What fucking a partner with a strap-on is really about
Penetration. Penetration covers a huge range of acts, positions, and toys — and almost every problem people have with it traces back to pace and lubrication rather than technique. Warm-up isn't a preliminary; it's the act working correctly.
More lube than you think, then slightly more
The receiving partner sets depth and rhythm until they hand that control over explicitly
Discomfort is information, not a milestone to push through
Safety: Anything going in should have a flared base or a hand on it at all times.
Sensation play. Sensation play is the umbrella for anything that makes skin the main event — fingertips, breath, temperature, texture, pressure. It rewards slowing down: the nervous system reads anticipation as intensity, so the pause before contact often lands harder than the contact itself.
Alternate textures (nails, silk, ice, breath) rather than repeating one
Ask for a running 'warmer/colder' from your partner the first time
Try it blindfolded once — removing sight roughly doubles everything else
Toys. Toys aren't a replacement for a partner — they're a force multiplier. The learning curve is real: the first session with anything new is research, the fifth is where it gets good.
Let your partner operate it; handing over the controls is its own kink
Wash before and after, every time, no exceptions
Power exchange. Power exchange — dominance and submission in all their forms — is structured generosity. The dominant partner architects an experience; the submissive partner's surrender is an active, revocable gift. Done well it's one of the most communication-heavy kinks there is.
Negotiate the scene, then play it — renegotiating mid-scene breaks the spell
Titles and honorifics are free intensity if they don't make you laugh (or even if they do)
Aftercare is part of the scene, not an epilogue
Safety: Power exchange requires a safeword and genuine equality outside the scene — the dynamic is a game both people are winning.

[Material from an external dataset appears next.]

PR #148, opened 2015-08-20
Altered bug fix for line from boolean (See #154)

djmiley:
Low-res solution for isLine boolean. Compare to #154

Find out if your partner is into it — without asking awkwardly
Yes. Interest in fucking a partner with a strap-on shows up across every demographic in sexuality research. The only requirements are consenting adults and honest communication.
How do I tell my partner I'm into fucking a partner with a strap-on?
Outside the bedroom, low stakes: "I read about fucking a partner with a strap-on and it stuck with me — curious what you think?" A compatibility checklist you both fill out privately (like Kinda Into That) removes the awkwardness entirely: you only see where you overlap.
What if my partner isn't into it?
A no to one item is not a no to you. Compare full lists instead of litigating one kink — most couples find more overlap than they expected, and the misses matter less next to the hits.